A ver, o épico de abertura “Na Súbita Ereção do Enforcado” espraia-se ao longo de 15 minutos de construção de camadas, com uma batida sincopada a evocar raízes folk misturadas com a força rítmica mais vetusta de uns Young Gods e com a envolvência de feedbacks e sobretons de guitarra a fazer as vezes dos arpeggios de sintetização tão ao gosto dos Tangerine Dream. Portanto, a experiência é sempre mais onírica que efectivamente materializada, em direcção a um epílogo de densidade consubstancial – a ereção post mortem?

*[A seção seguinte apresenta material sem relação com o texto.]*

PR #890, opened 2019-08-18
Fix is_first_affected_same when get_versions_statuses returns empty list

ayush-1506:
I'd been overlooking the case when get_version_statuses returns an empty list, and hence calling `min` on this gives an error.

Essa intriga erógena tem continuação em “Sexo Mental no Jardim”. Mas agora, os elementos sónicos anteriores são envolvidos por atmosferas com o charme daquelas que Vangelis desenvolveu para “Blade Runner”. Não sabemos se foi usado hardware ou algum soft synth, mas os sub-osciladores LFO soam irresistíveis como os do clássico Yamaha CS-80. A meio disto, a densidade e o peso das guitarras vão ganhando preponderância e fazem ponte para o mais exótico “Encontro Absurdo Com o Medo”.

“Sozinho Num Suicídio Coletivo” transporta consigo a familiaridade da sujeira mais directa de uns Bizarra Locomotiva. Mas onde os seus compatriotas são mais ritmicamente espartanos, obedecendo às necessidades de métricas vocais, os Ruído Roído possuem um espectro atmosférico mais maleável. Prova da eficácia dinâmica destas composições é que, hiperbolizando, só na emergência desta comparação damos verdadeiramente conta de que estamos diante de um trabalho instrumental. “Os Gatos Contemplam o Sol em Istambul”, o longo épico final é a melhor prova disto e, acrescentando ainda inéditas progressões jazzy, a suma deste excelente trabalho de estreia.

De volta ao press: «Roer faz ruído ou o ruído faz roer? Será que temos capacidade de conseguir mastigar sem roer todas as homófonas que nos vão aparecendo pelo caminho ou precisaremos de ruído para as as conseguir digerir? Ruído Roído representa todas estas homófonas e toda uma vida dissonante e sonante que nos passa diante dos olhos num furacão explosivo e demolidor que nos fornece a adrenalina suficiente para nos manter vivos».